In conclusion, our results highlight that comparison with the general population is a key-point for a better understanding of the epidemiology of psychiatric disorders in prison settings, particularly regarding PTSD. Importantly, these results have also several implications for clinical practice. The specific clinical features should inform the development and operationalization of PTSD care in prison settings, and contribute to improve the screening and identification of PTSD in this environment through specific training of mental health caregivers. Moreover, we are convinced that using this comparison approach in a cross-national way could considerably help to identify the specificities of the prison environment and its impact on mental health in each country.
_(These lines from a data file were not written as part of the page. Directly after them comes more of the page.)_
PR #460, opened 2022-08-06
Deffer init crypto2

dengert:
This is a replacement for `deffer_init_crypto` which was reverted. An additional commit was added to fix the use of $OSTYPE in `pkcs11-uri-without-token.softhsm` and `pkcs11-uri-without-token.softhsm` that were failing on Ubuntu where `/bin/sh -> /bin/dash`.   `$OSTYPE` in a shell variable and different shells, even on the same system, may or may not be define it. i.e. in`/bin/dash` or it may be different string.  If it is not defined the line in the scripts: `if [[ "${OSTYPE}" == "darwin"* ]]; then` may fail.  

A `case ... esac` was used instead which should work on any shell on any system even if not defined. 

This PR need to be tested on `MacOS`

The code was tested on Ubuntu 20.04 with OpenSSL-1.1.1q  where OpenSSL and libp11 were built and installed into /opt/ossl-1.1.1q.  
It was also tested on Ubuntu-22.04 with OpenSSL-3.0.2 which where installed by Ubuntu into /usr.  

The test scripts  where written to expect the openssl command to be in the system defined location. When the tests were run on Ubuntu 20.04  the PATH was exported so ` /opt/ossl-1.1.1q/bin/openssl` would be used.

### DIFF
--- a/src/eng_front.c
+++ b/src/eng_front.c
@@ -82,7 +82,7 @@ static const ENGINE_CMD_DEFN engine_cmd_defns[] = {
 	{0, NULL, NULL, 0}
 };
 
-static int bind_helper2(ENGINE *e);
+static int bind_helper_methods(ENGINE *e);
 
 static ENGINE_CTX *get_ctx(ENGINE *engine)
 {
@@ -176,7 +176,7 @@ static EVP_PKEY *load_pubkey(ENGINE *engine, const char *s_key_id,
 	ctx = get_ctx(engine);
 	if (!ctx)
 		return 0;
-	bind_helper2(engine);
+	bind_helper_methods(engine);
 	return ctx_load_pubkey(ctx, s_key_id, ui_method, callback_data);
 }
 
@@ -189,7 +189,7 @@ static EVP_PKEY *load_privkey(ENGINE *engine, const char *s_key_id,
 	ctx = get_ctx(engine);
 	if (!ctx)
 		return 0;
-	bind_helper2(engine);
+	bind_helper_methods(engine);
 	pkey = ctx_load_privkey(ctx, s_key_id, ui_method, callback_data);
 #ifdef EVP_F_EVP_PKEY_SET1_ENGINE
 	/* EVP_PKEY_set1_engine() is required for OpenSSL 1.1.x,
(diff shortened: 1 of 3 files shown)


mtrojnar:
Merge the master branch to see additional CI output details (added in https://github.com/OpenSC/libp11/commit/e2501dae948f45bbadddf39040142371486177bb).

mtrojnar:
I forked your repository and it seems to fix the tests.  I'll try merging it.

mtrojnar:
I hope I fixed it.  It was a real minefield: a change fixing three testing platforms was breaking a fourth platform.

mtrojnar:
Please take a look: https://github.com/OpenSC/libp11/commit/feb22a666ca361adb6f454bcb541281f8e9615f8

dengert:
Good. I was trying to submit a defferinit_crypto3 which was basically the same thing.  but with  `pkcs11-uri-without-tolen.softhsm`
```
# These URIs don't contain the token specification
-PRIVATE_KEY="pkcs11:object=server-key;type=private;pin-value=1234"
-PUBLIC_KEY="pkcs11:object=server-key;type=public;pin-value=1234"
+# Without id, tests fails as there are two slots,one good one uninitilized
+PRIVATE_KEY="pkcs11:id=%01%02%03%04;object=server-key;type=private;pin-value=1234"
+PUBLIC_KEY="pkcs11:id=%01%02%03%04;object=server-key;type=public;pin-value=1234"
```

gdb was showing a failed login, with a token with two slots, one good and one uninitialized. I suspect that is why the test was failing as it was trying to login to the uninitialized slot.

dengert:
https://github.com/OpenSC/libp11/commit/feb22a666ca361adb6f454bcb541281f8e9615f8 loos good.

mtrojnar:
Can you add a test with a pkcs11 engine defined in openssl.cnf? OpenSSL 3.0 seems to load our engine quite early, before its own infrastructure is fully initialized.  It would be good to have a test to detect any regressions.

dengert:
I am not very good at creating tests. But it looks like all the tests use the systems version of OpenSSL. Ubuntu-22.04 installs OpenSSL-3.0.2. 
So one way to do the test is to add an Ubuntu-22.04 to the build list of systems.

mtrojnar:
> But it looks like all the tests use the systems version of OpenSSL.

Only Linux tests use the OpenSSL provided by the OS.  Anyway, testing different versions of Ubuntu is a good idea: https://github.com/OpenSC/libp11/commit/a7b32b8b98824cba2154d387850dc14304a2b66b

In this perspective, community-based epidemiological surveys should also systematically investigate the incarceration history of the interviewees.
Financial support
The Mental Health in the Prison Population survey was supported by the Agence Régionale de Santé des Hauts de France.
Conflict of interest
None.
Ethical standards
The authors assert that all procedures contributing to this work comply with the ethical standards of the relevant national and institutional committees on human experimentation and with the Helsinki Declaration of 1975, as revised in 2008.